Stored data
⁂

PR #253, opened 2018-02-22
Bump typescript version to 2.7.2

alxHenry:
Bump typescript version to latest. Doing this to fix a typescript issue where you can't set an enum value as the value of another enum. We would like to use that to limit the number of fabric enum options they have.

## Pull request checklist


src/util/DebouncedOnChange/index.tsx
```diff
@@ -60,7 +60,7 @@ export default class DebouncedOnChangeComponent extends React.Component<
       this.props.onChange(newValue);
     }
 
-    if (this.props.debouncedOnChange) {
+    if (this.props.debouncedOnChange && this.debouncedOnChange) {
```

⁂

**YOUR OBJECTIVE**: The answer must be a single number: how many lines of the entries contain "Bump".

**WRITTEN RESPONSE**: 2